Problem statement: Scan the material for the word "getMessage", and copy each line where it shows up.

Supplied material:
- Opening Delimiter -

PR #5896, opened 2025-12-31
org.jellyfin.JellyfinDesktop → jellyfin

Merikei:
https://github.com/jellyfin/jellyfin-desktop/blob/771fcb73039f0235ec9aa9f1a010c74570330262/resources/meta/org.jellyfin.JellyfinDesktop.desktop#L6


palob (approved):
Thanks.

PR #5900, opened 2026-04-17
Add FocusTimer to Linux symlinks

BlueManCZ:
gnome-pomodoro changed its icon name, reflecting the change as symlink.


BlueManCZ:
Just noticed it's already covered by `pomodorolm`. My bad, closing.

PR #2552, opened 2020-04-01
Add functions/ocr sample

ace-n:
✅This has already been tested on Cloud Functions itself

Also, I wasn't sure if the `OcrTranslateApiMessage` POJO was the best way to go - so I'd appreciate thoughts on that.

### DIFF
--- a/functions/snippets/pom.xml
+++ b/functions/snippets/pom.xml
@@ -33,7 +33,7 @@
     <dependency>
       <groupId>com.google.cloud</groupId>
       <artifactId>libraries-bom</artifactId>
-      <version>4.0.0</version>
+      <version>4.4.0</version>
       <type>pom</type>
       <scope>import</scope>
      </dependency>
--- a/functions/snippets/pom.xml
+++ b/functions/snippets/pom.xml
@@ -8,14 +8,14 @@
   <artifactId>functions-snippets</artifactId>
   <version>1.0-SNAPSHOT</version>
 
-  <!--
-   The parent pom defines common style checks and testing strategies for our samples.
-   Removing or replacing it should not affect the execution of the samples in anyway.
- -->
-  <parent>
-    <groupId>com.google.cloud.samples</groupId>
-    <artifactId>shared-configuration</artifactId>
-    <version>1.0.13</version>
+  <!--  
+   The parent pom defines common style checks and testing strategies for our samples. 
+   Removing or replacing it should not affect the execution of the samples in anyway. 
+ -->  
+  <parent>  
+    <groupId>com.google.cloud.samples</groupId> 
+    <artifactId>shared-configuration</artifactId> 
+    <version>1.0.13</version> 
   </parent>
 
   <properties>
@@ -27,7 +27,36 @@
     <groovy.version>3.0.2</groovy.version>
   </properties>
 
+  <dependencyManagement>
+    <dependencies>
+      <dependency>
+        <groupId>com.google.cloud</groupId>
+        <artifactId>libraries-bom</artifactId>
+        <version>4.0.0</version>
+        <type>pom</type>
+        <scope>import</scope>
+      </dependency>
+    </dependencies>
+  </dependencyManagement>
+
   <dependencies>
+    <dependency>
+      <groupId>com.google.cloud</groupId>
+      <artifactId>google-cloud-storage</artifactId>
+    </dependency>
+    <dependency>
+      <groupId>com.google.cloud</groupId>
+      <artifactId>google-cloud-vision</artifactId>
+    </dependency>
+    <dependency>
+      <groupId>com.google.cloud</groupId>
+      <artifactId>google-cloud-translate</artifactId>
+    </dependency>
+    <dependency>
+      <groupId>com.google.cloud</groupId>
+      <artifactId>google-cloud-pubsub</artifactId>
+    </dependency>
+
     <!-- Required for com.example.functions.ParseContentType -->
     <dependency>
       <groupId>com.google.code.gson</groupId>
--- a/functions/snippets/pom.xml
+++ b/functions/snippets/pom.xml
@@ -13,8 +13,8 @@
    Removing or replacing it should not affect the execution of the samples in anyway.
  -->
   <parent>
-    <groupId>com.google.cloud.samples</groupId> 
-    <artifactId>shared-configuration</artifactId> 
+    <groupId>com.google.cloud.samples</groupId>
+    <artifactId>shared-configuration</artifactId>
     <version>1.0.15</version>
   </parent>
 
@@ -200,7 +200,7 @@
       <plugin>
         <groupId>org.codehaus.gmavenplus</groupId>
         <artifactId>gmavenplus-plugin</artifactId>
-        <version>1.8.1</version>
+        <version>1.9.0</version>
         <executions>
           <execution>
             <id>groovy-compile</id>
--- a/functions/snippets/pom.xml
+++ b/functions/snippets/pom.xml
@@ -15,7 +15,7 @@
   <parent>
     <groupId>com.google.cloud.samples</groupId> 
     <artifactId>shared-configuration</artifactId> 
-    <version>1.0.14</version>
+    <version>1.0.15</version>
   </parent>
 
   <properties>
--- a/functions/snippets/pom.xml
+++ b/functions/snippets/pom.xml
@@ -130,7 +130,7 @@
     <dependency>
       <groupId>com.google.truth</groupId>
       <artifactId>truth</artifactId>
-      <version>0.42</version>
+      <version>1.0.1</version>
       <scope>test</scope>
     </dependency>
     <dependency>
--- a/functions/snippets/pom.xml
+++ b/functions/snippets/pom.xml
@@ -27,19 +27,21 @@
     <groovy.version>3.0.2</groovy.version>
   </properties>
 
+  <!-- Required for com.example.functions.ImageMagick -->
   <dependencyManagement>
-    <dependencies>
-      <dependency>
-        <groupId>com.google.cloud</groupId>
-        <artifactId>libraries-bom</artifactId>
-        <version>4.0.0</version>
-        <type>pom</type>
-        <scope>import</scope>
-      </dependency>
-    </dependencies>
+   <dependencies>
+    <dependency>
+      <groupId>com.google.cloud</groupId>
+      <artifactId>libraries-bom</artifactId>
+      <version>4.0.0</version>
+      <type>pom</type>
+      <scope>import</scope>
+     </dependency>
+   </dependencies>
   </dependencyManagement>
 
   <dependencies>
+    <!-- Required for com.example.functions.ImageMagick -->
     <dependency>
       <groupId>com.google.cloud</groupId>
       <artifactId>google-cloud-storage</artifactId>
--- a/functions/snippets/pom.xml
+++ b/functions/snippets/pom.xml
@@ -2,7 +2,7 @@
 <project xmlns="http://maven.apache.org/POM/4.0.0"
     xmlns:xsi="http://www.w3.org/2001/XMLSchema-instance"
     xsi:schemaLocation="http://maven.apache.org/POM/4.0.0 http://maven.apache.org/xsd/maven-4.0.0.xsd">
-  <modelVersion>4.4.0</modelVersion>
+  <modelVersion>4.0.0</modelVersion>
 
   <groupId>com.example.cloud.functions</groupId>
   <artifactId>functions-snippets</artifactId>
@@ -27,21 +27,19 @@
     <groovy.version>3.0.2</groovy.version>
   </properties>
 
-  <!-- Required for com.example.functions.ImageMagick -->
   <dependencyManagement>
-   <dependencies>
-    <dependency>
-      <groupId>com.google.cloud</groupId>
-      <artifactId>libraries-bom</artifactId>
-      <version>4.4.0</version>
-      <type>pom</type>
-      <scope>import</scope>
-     </dependency>
-   </dependencies>
+    <dependencies>
+      <dependency>
+        <groupId>com.google.cloud</groupId>
+        <artifactId>libraries-bom</artifactId>
+        <version>4.4.0</version>
+        <type>pom</type>
+        <scope>import</scope>
+      </dependency>
+    </dependencies>
   </dependencyManagement>
 
   <dependencies>
-    <!-- Required for com.example.functions.ImageMagick -->
     <dependency>
       <groupId>com.google.cloud</groupId>
       <artifactId>google-cloud-storage</artifactId>
@@ -132,7 +130,7 @@
     <dependency>
       <groupId>com.google.truth</groupId>
       <artifactId>truth</artifactId>
-      <version>1.0.1</version>
+      <version>0.42</version>
       <scope>test</scope>
     </dependency>
     <dependency>
--- a/functions/snippets/pom.xml
+++ b/functions/snippets/pom.xml
@@ -2,20 +2,20 @@
 <project xmlns="http://maven.apache.org/POM/4.0.0"
     xmlns:xsi="http://www.w3.org/2001/XMLSchema-instance"
     xsi:schemaLocation="http://maven.apache.org/POM/4.0.0 http://maven.apache.org/xsd/maven-4.0.0.xsd">
-  <modelVersion>4.0.0</modelVersion>
+  <modelVersion>4.4.0</modelVersion>
 
   <groupId>com.example.cloud.functions</groupId>
   <artifactId>functions-snippets</artifactId>
   <version>1.0-SNAPSHOT</version>
 
-  <!--  
-   The parent pom defines common style checks and testing strategies for our samples. 
-   Removing or replacing it should not affect the execution of the samples in anyway. 
- -->  
-  <parent>  
+  <!--
+   The parent pom defines common style checks and testing strategies for our samples.
+   Removing or replacing it should not affect the execution of the samples in anyway.
+ -->
+  <parent>
     <groupId>com.google.cloud.samples</groupId> 
     <artifactId>shared-configuration</artifactId> 
-    <version>1.0.13</version> 
+    <version>1.0.14</version>
   </parent>
 
   <properties>
--- a/functions/snippets/src/main/java/com/example/functions/OcrProcessImage.java
+++ b/functions/snippets/src/main/java/com/example/functions/OcrProcessImage.java
@@ -103,11 +103,13 @@ public class OcrProcessImage implements BackgroundFunction<GcsEvent> {
       }
 
       if (visionResponse.hasError()) {
-        // Throw IOException; to be handled by catch block below
-        throw new IOException(visionResponse.getError().getMessage());
+        // Log error
+        LOGGER.log(
+            Level.SEVERE, "Error in vision API call: " +visionResponse.getError().getMessage());
+        return;
       }
     } catch (IOException e) {
-      // Log error (since IOException cannot be thrown by a function)
+      // Log error (since IOException cannot be thrown by a Cloud Function)
       LOGGER.log(Level.SEVERE, "Error detecting text: " + e.getMessage(), e);
       return;
     }
--- a/functions/snippets/src/main/java/com/example/functions/OcrProcessImage.java
+++ b/functions/snippets/src/main/java/com/example/functions/OcrProcessImage.java
@@ -61,7 +61,7 @@ public class OcrProcessImage implements BackgroundFunction<GcsEvent> {
 
   // [START functions_ocr_process]
   @Override
-  public void accept(GcsEvent gcsEvent, Context context) throws RuntimeException {
+  public void accept(GcsEvent gcsEvent, Context context) {
 
     // Validate parameters
     String bucket = gcsEvent.getBucket();
@@ -78,7 +78,7 @@ public class OcrProcessImage implements BackgroundFunction<GcsEvent> {
   // [END functions_ocr_process]
 
   // [START functions_ocr_detect]
-  private void detectText(String bucket, String filename) throws RuntimeException {
+  private void detectText(String bucket, String filename) {
     LOGGER.info("Looking for text in image " + filename);
 
     List<AnnotateImageRequest> visionRequests = new ArrayList<>();
@@ -123,12 +123,14 @@ public class OcrProcessImage implements BackgroundFunction<GcsEvent> {
     DetectLanguageResponse languageResponse;
     try (TranslationServiceClient client = TranslationServiceClient.create()) {
       languageResponse = client.detectLanguage(languageRequest);
-    } catch (IOException e1) {
-      // Cast to RuntimeException
-      throw new RuntimeException(e1);
+    } catch (IOException e) {
+      // Log error
+      LOGGER.severe("Error detecting language: " + e.getMessage());
+      e.printStackTrace();
+      return;
     }
 
-    if (languageResponse == null || languageResponse.getLanguagesCount() == 0) {
+    if (languageResponse.getLanguagesCount() == 0) {
       LOGGER.info("No languages were detected for text: " + text);
       return;
     }
@@ -144,9 +146,11 @@ public class OcrProcessImage implements BackgroundFunction<GcsEvent> {
       PubsubMessage pubsubApiMessage = PubsubMessage.newBuilder().setData(byteStr).build();
       try {
         publisher.publish(pubsubApiMessage).get();
-      } catch (InterruptedException | ExecutionException e2) {
-        // Cast to RuntimeException
-        throw new RuntimeException(e2);
+      } catch (InterruptedException | ExecutionException e) {
+        // Log error
+        LOGGER.severe("Error publishing translation request: " + e.getMessage());
+        e.printStackTrace();
+        return;
       }
     }
   }
--- a/functions/snippets/src/main/java/com/example/functions/OcrProcessImage.java
+++ b/functions/snippets/src/main/java/com/example/functions/OcrProcessImage.java
@@ -41,6 +41,8 @@ import java.util.List;
 import java.util.concurrent.ExecutionException;
 import java.util.logging.Logger;
 
+// [END functions_ocr_process]
+
 public class OcrProcessImage implements BackgroundFunction<GcsEvent> {
   // TODO<developer> set these environment variables
   private static final String PROJECT_ID = System.getenv("GCP_PROJECT");
@@ -57,6 +59,7 @@ public class OcrProcessImage implements BackgroundFunction<GcsEvent> {
         ProjectTopicName.of(PROJECT_ID, TRANSLATE_TOPIC_NAME)).build();
   }
 
+  // [START functions_ocr_process]
   @Override
   public void accept(GcsEvent gcsEvent, Context context) throws RuntimeException {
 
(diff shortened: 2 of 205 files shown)


functions/snippets/pom.xml
```diff
@@ -8,14 +8,14 @@
...
-    <artifactId>shared-configuration</artifactId>
-    <version>1.0.13</version>
+  <!--  
+   The parent pom defines common style checks and testing strategies for our samples. 
+   Removing or replacing it should not affect the execution of the samples in anyway. 
+ -->  
+  <parent>  
+    <groupId>com.google.cloud.samples</groupId> 
+    <artifactId>shared-configuration</artifactId> 
+    <version>1.0.13</version>
```
lesv, line 18: 1.0.14

functions/snippets/pom.xml
```diff
@@ -27,7 +27,36 @@
     <groovy.version>3.0.2</groovy.version>
   </properties>
 
+  <dependencyManagement>
+    <dependencies>
+      <dependency>
+        <groupId>com.google.cloud</groupId>
+        <artifactId>libraries-bom</artifactId>
+        <version>4.0.0</version>
```
lesv, line 35: 4.4.0

functions/snippets/src/main/java/com/example/functions/OcrProcessImage.java
```diff
@@ -0,0 +1,152 @@
...
+import com.google.gson.Gson;
+import com.google.protobuf.ByteString;
+import com.google.pubsub.v1.ProjectTopicName;
+import com.google.pubsub.v1.PubsubMessage;
+import java.io.IOException;
+import java.util.ArrayList;
+import java.util.List;
+import java.util.concurrent.ExecutionException;
+import java.util.logging.Logger;
+
```
lesv, line 43: I would expect you'd want to `[END functions_ocr_process]` here and start it just before `accept()`.

functions/snippets/src/main/java/com/example/functions/OcrProcessImage.java
```diff
@@ -0,0 +1,152 @@
...
+  private static Publisher publisher;
+  private static final Gson gson = new Gson();
+
+  public OcrProcessImage() throws IOException {
+    publisher = Publisher.newBuilder(
+        ProjectTopicName.of(PROJECT_ID, TRANSLATE_TOPIC_NAME)).build();
+  }
+
+  @Override
+  public void accept(GcsEvent gcsEvent, Context context) throws RuntimeException {
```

- Closing Delimiter -

Answer to the exercise:
-        throw new IOException(visionResponse.getError().getMessage());
+            Level.SEVERE, "Error in vision API call: " +visionResponse.getError().getMessage());
       LOGGER.log(Level.SEVERE, "Error detecting text: " + e.getMessage(), e);
+      LOGGER.severe("Error detecting language: " + e.getMessage());
+        LOGGER.severe("Error publishing translation request: " + e.getMessage());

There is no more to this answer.